Using the material below, count the lines that contain the word "cargo" and report the number only.

==========

PR #1584, opened 2026-08-25
fix(schema): enforce relation integrity

iverc:
## Context

This is 1/3 in the schema-definition validation stack and addresses relation-integrity gaps identified in #1404. Rust accepted invalid relation definitions through collection creation paths that Go rejects.

## Changes

- resolve named, collection-ID, `Self`, and relative-`Self` relation targets against new and persisted definitions
- reject unknown or removed targets, missing counterparts, dual-primary relations, and self-relations declared without `Self`
- enforce the checks across regular, atomic, and explicit-transaction schema creation
- add focused schema and database boundary regressions

## Testing

- [x] `cargo test -p schema`
- [x] `cargo test -p db --test collection`
- [x] `cargo test -p db --test txn`
- [x] `cargo clippy -p schema -p db --all-targets -- -D warnings`
- [x] `git diff --check`

### DIFF
--- a/crates/db/src/collection/ops/create.rs
+++ b/crates/db/src/collection/ops/create.rs
@@ -291,6 +291,13 @@ impl<S: Store> crate::database::DB<S> {
     ) -> Result<CollectionVersion> {
         self.check_node_access(None, acp::nac::NodePermission::CollectionPatch)
             .await?;
+        let existing = self.get_all_collection_versions().await?;
+        schema::definition_validation::validate_new_collections_with_existing(
+            std::slice::from_ref(&schema),
+            &existing,
+        )
+        .map_err(Error::Other)?;
+
         let name = schema.name.clone();
         let mut txn = self.new_txn(false).await?;
 
@@ -351,6 +358,10 @@ impl<S: Store> crate::database::DB<S> {
     ) -> Result<Vec<CollectionVersion>> {
         self.check_node_access(None, acp::nac::NodePermission::CollectionPatch)
             .await?;
+        let existing = self.get_all_collection_versions().await?;
+        schema::definition_validation::validate_new_collections_with_existing(&schemas, &existing)
+            .map_err(Error::Other)?;
+
         // Track old collection_id -> new collection_id mappings.
         // When views are created, create_collection_with_txn regenerates CIDs to include
         // query source data. Sibling schemas' relation fields may reference the old CIDs
--- a/crates/db/src/txn/registry/schemas.rs
+++ b/crates/db/src/txn/registry/schemas.rs
@@ -149,6 +149,12 @@ impl<S: Store + 'static> DbTransactionRegistry<S> {
 
         schema::definition_validation::validate_new_collections(&collections)
             .map_err(|e| Error::Other(format!("failed to validate schema: {}", e)))?;
+        let existing = self.db.get_all_collection_versions().await?;
+        schema::definition_validation::validate_new_collections_with_existing(
+            &collections,
+            &existing,
+        )
+        .map_err(|e| Error::Other(format!("failed to validate schema: {}", e)))?;
 
         let mut finalized = Vec::new();
         for collection in collections {
--- a/crates/schema/src/definition_validation/global_validators.rs
+++ b/crates/schema/src/definition_validation/global_validators.rs
@@ -4,6 +4,160 @@ use super::helpers::*;
 use super::DefinitionState;
 use crate::{FieldKind, ScalarKind, ORPHAN_COLLECTION_ID};
 
+fn format_relation_kind(kind: &FieldKind) -> String {
+    let (name, is_array) = match kind {
+        FieldKind::Named { name, is_array } => (name.clone(), *is_array),
+        FieldKind::Relation {
+            collection_id,
+            is_array,
+        } => (collection_id.clone(), *is_array),
+        FieldKind::SelfRef {
+            relative_id,
+            is_array,
+        } => {
+            let name = if relative_id.is_empty() {
+                "Self".to_string()
+            } else {
+                format!("Self-{relative_id}")
+            };
+            (name, *is_array)
+        }
+        _ => return format_field_kind(kind),
+    };
+
+    if is_array {
+        format!("[{name}]")
+    } else {
+        name
+    }
+}
+
+/// Matches Go's validateRelationPointsToValidKind.
+pub(super) fn validate_relation_points_to_valid_kind(
+    new_state: &DefinitionState,
+    old_state: &DefinitionState,
+) -> Vec<String> {
+    let mut errs = Vec::new();
+    for collection in &new_state.collections {
+        for field in collection.relation_fields() {
+            if new_state
+                .collection_for_kind(collection, &field.kind)
+                .is_some()
+            {
+                continue;
+            }
+
+            if let Some(removed) = old_state.collection_for_kind(collection, &field.kind) {
+                errs.push(format!(
+                    "cannot remove a collection while another field references it. Removed: {}, ReferencedBy: {}, Field: {}",
+                    removed.name, collection.name, field.name
+                ));
+            } else {
+                errs.push(format!(
+                    "no type found for given name. Field: {}, Kind: {}",
+                    field.name,
+                    format_relation_kind(&field.kind)
+                ));
+            }
+        }
+    }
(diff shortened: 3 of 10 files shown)


crates/db/src/collection/ops/create.rs
```diff
@@ -291,6 +291,13 @@ impl<S: Store> crate::database::DB<S> {
     ) -> Result<CollectionVersion> {
         self.check_node_access(None, acp::nac::NodePermission::CollectionPatch)
             .await?;
+        let existing = self.get_all_collection_versions().await?;
```
jackzampolin: **[bug]** `create_collection_inner` (and `create_collections_atomic_inner` at line 361) loads existing definitions with `get_all_collection_versions()`, which scans every `/collection/id/` record, active and inactive. Go's `addCollections` feeds `description.GetActiveCollections(ctx)` into `validateNewCollection` — name-pointer entries from the current txn, active only. After a migration, an inactive version still has the old name, so `collection_for_kind`'s Named fallback (`collections.iter().find(|col| col.name == *name)`) will treat that leftover as a valid target. A new collection can then relate to a renamed/inactive type that Go would reject with "no type found for given name". The same snapshot is also iterated by `validate_secondary_fields_pair_up`, so an inactive version with a dangling secondary can fail an unrelated create.

**Suggestion:** Pass only active collections into `validate_new_collections_with_existing`, matching `GetActiveCollections`. Filter `existing` with `is_active` (or use the active name index), and leave the all-version scan on `validate_collection_changes` where Go's patch path uses `GetCollections`.

crates/db/src/txn/registry/schemas.rs
```diff
@@ -149,6 +149,12 @@ impl<S: Store + 'static> DbTransactionRegistry<S> {
 
         schema::definition_validation::validate_new_collections(&collections)
             .map_err(|e| Error::Other(format!("failed to validate schema: {}", e)))?;
+        let existing = self.db.get_all_collection_versions().await?;
```
jackzampolin: **[bug]** `add_schema_in_txn_with_acp` already holds the write txn, then ignores it and calls `self.db.get_all_collection_versions()`, which opens a separate read txn on committed state. Go's `GetActiveCollections` reads `datastore.CtxMustGetTxn(ctx)`. Uncommitted deletes in this txn are invisible, so `delete_collections_in_txn` followed by `add_schema_in_txn` of a type that relates to the deleted collection still sees the target (`list_collections()` / the store snapshot) and accepts the schema; commit then leaves a dangling relation. The inverse also applies: collections created earlier in the same txn are missing from `existing`, so a later in-txn schema that relates to them is rejected (today this is partly masked because `known_types` also comes from the process cache via `list_collections()` at line 142).

**Suggestion:** Build `existing` from the current txn's systemstore, the same way `get_collections_in_txn` already does. Prefer active versions only (Issue 1). `known_types` should come from that same txn-visible set so parse and relation validation agree.

crates/schema/src/definition_validation/global_validators.rs
```diff
@@ -4,6 +4,160 @@ use super::helpers::*;
...
+    for collection in &new_state.collections {
+        for field in collection.relation_fields() {
+            if new_state
+                .collection_for_kind(collection, &field.kind)
+                .is_some()
+            {
+                continue;
+            }
+
+            if let Some(removed) = old_state.collection_for_kind(collection, &field.kind) {
```
jackzampolin: **[suggestion]** When a relation target is missing from `new_state` but still resolvable in `old_state`, this emits "cannot remove a collection while another field references it. Removed: …". Go's `validateRelationPointsToValidKind` has no `oldState` branch and always returns `NewErrFieldKindNotFound` ("no type found for given name. Field: …, Kind: …"). Collection delete already has its own "cannot remove a collection while another field references it" check in `delete_collection_version` / `delete_collections_in_txn`. On patch, dropping or replacing a referenced collection now produces a different error string than Go, which breaks error-parity tests.

**Suggestion:** Always report `no type found for given name. Field: {}, Kind: {}` here, as Go does. Keep the remove-while-referenced message on the delete paths that already own it.

crates/schema/src/field.rs
```diff
@@ -165,6 +165,7 @@ impl FieldDescription {
             );
         }
 
+        // Matches Go's validateRelationNameSet.
```
jackzampolin: **[suggestion]** The new `// Matches Go's validateRelationNameSet.` comment (and the sibling `// Matches Go's validateRelationalFieldIDType.` at `crates/schema/src/collection.rs:367`) restates provenance on existing checks. They do not explain a non-obvious invariant, and the mapping already lives in the `/// Matches Go's …` docs on the new validators.

**Suggestion:** Drop both `// Matches Go's …` comments. Leave the checks in place.

crates/schema/src/definition_validation/mod.rs
```diff
@@ -110,6 +149,31 @@ pub fn validate_new_collections(new_collections: &[CollectionVersion]) -> Result
...
 
+/// Validates relation integrity for new collections alongside persisted definitions.
+pub fn validate_new_collections_with_existing(
+    new_collections: &[CollectionVersion],
+    existing_collections: &[CollectionVersion],
+) -> Result<(), String> {
+    let collections = new_collections
+        .iter()
+        .chain(existing_collections)
+        .cloned()
```
jackzampolin: **[nit]** `validate_new_collections_with_existing` clones every new and existing `CollectionVersion` into a Vec, then `DefinitionState::new` clones them again into `collections`, `collections_by_id`, and the active maps.

**Suggestion:** Build one `Vec` (or iterate once) and let `DefinitionState::new` be the single clone, or have `DefinitionState` borrow the slice. Same pattern is already expensive; this call site adds another full copy on every schema create.

vertexclique:
Reviewed against the Go validators this claims parity with (`internal/db/definition_validation.go` @ `870a59c5`). One blocker, one unflagged behaviour change, two notes.

### 1. `validate_self_references` does not match Go, though the doc comment says it does

Go has **two** loops. The first (`definition_validation.go:1020`) resolves the field kind against `col` and compares `otherDef.CollectionID == col.CollectionID`. The second (`:1040`) resolves against `newState.activeCollectionsByName[col.Name]` and compares `otherDef.CollectionID == newState.collectionsByID[col.VersionID].VersionID`.

This implementation collapses both into one loop with an extra disjunct:

```rust
if target.collection_id == collection.collection_id
    || target.collection_id == collection.version_id
```

Two problems with the second clause. It compares a `collection_id` against a `version_id`, which is not a comparison Go makes anywhere. And it drops the active-collection resolution that Go's second loop is specifically there to perform, so a non-active version resolves differently than it would in Go.

It is also reachable as a false positive: any collection whose `collection_id` happens to equal another collection's `version_id` gets rejected with "must specify 'Self' kind for self referencing relations".

If this is a deliberate stand-in because collection IDs are not finalised at creation time, that is defensible, but it needs a comment saying so and the doc comment should stop claiming a straight match. Otherwise please reproduce Go's second loop.

### 2. The four validators are registered twice, and one registration changes patch behaviour

They are appended to `GLOBAL_VALIDATORS` **and** duplicated into the new `RELATION_VALIDATORS`. Two consequences:

- On any path that runs both, each relation error appears twice in the joined error string.
- `GLOBAL_VALIDATORS` runs on the update/patch path, not just creation. The PR description says the checks are enforced "across regular, atomic, and explicit-transaction schema creation" and does not mention patch. If patch enforcement is intended, it is worth saying so and adding a patch regression, since that is the riskier path for existing deployments. If it is not intended, the `GLOBAL_VALIDATORS` registration should come out.

### 3. `validate_single_side_primary` has a context-free message

```rust
errs.push("relation can only have a single field set as primary".to_string());
```

No collection, field, or relation name. Every other message added in this PR carries context, and on a large schema this one gives the user nothing to go on.

### 4. Cost on every schema create

`validate_new_collections_with_existing` does `get_all_collection_versions()` and then `.chain(existing).cloned().collect::<Vec<_>>()`, cloning every persisted collection on each create, and `collection_for_kind` falls back to an O(n) linear scan per relation field. Fine at ten collections, less so at a thousand. Taking references instead of cloning looks like a small change.

Tests and the parity comments elsewhere in the diff look good. Item 1 is the one I would want resolved before merge.

vertexclique (approved):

==========

:: Solution to the problem ::
4